Villagers selected the four members of the Tan Kieng forest protection team, who work with a strong sense of responsibility. Team members take turns patrolling, but when there is a high risk of illegal logging or forest fires, the entire team goes together.

“I’ve been doing this for two years. Sometimes we are so worried that we can’t eat or sleep. The biggest fear is forest fires. Once, someone set a fire while hunting for bees, and the whole team had to rush to handle it,” he said. 

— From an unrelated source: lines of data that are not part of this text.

PR #553, opened 2017-12-24
Update rustfmt config

shaleh:


shaleh:
Try again.

shaleh:
Correct, this gets rid of complaints from rustfmt about unknown config options.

“Fortunately, there are not many major fires like this any longer. After such incidents, we actively replant trees to restore the forest,” Ly told VietNamNet.

Currently, around 100 people make up the forest protection teams in Muong Do commune. In recent years, the forest company receives funds for forest protection from the national target program for socio-economic development in ethnic minority and mountainous areas (Program 1719). The company allocates all these funds to the villagers participating in forest protection, with payments based on forest area, roughly VND400,000 per hectare per year.

Each team is assigned to take care of a specific forest area, including natural forests, planted forests, and barren land.

Prohibited activities in protected forest areas include: illegal exploitation of forest products, including minor forest products and medicinal plants; logging, charcoal burning, and cutting trees for firewood; clearing forests for farming or encroaching on forest land; hunting wildlife; and starting fires in the forest.

In the past, one of the biggest concerns for forest protection teams was illegal logging, but the activity has significantly decreased.

“If even a single piece of wood without clear origin is transported out of the forest, it will be thoroughly inspected by the forest rangers. Illegal logging of precious Group I or II timber can lead to prosecution. Many cases have been strictly handled, so people no longer dare to blatantly violate the rules,” a leader of the Phu Yen Forestry Company said.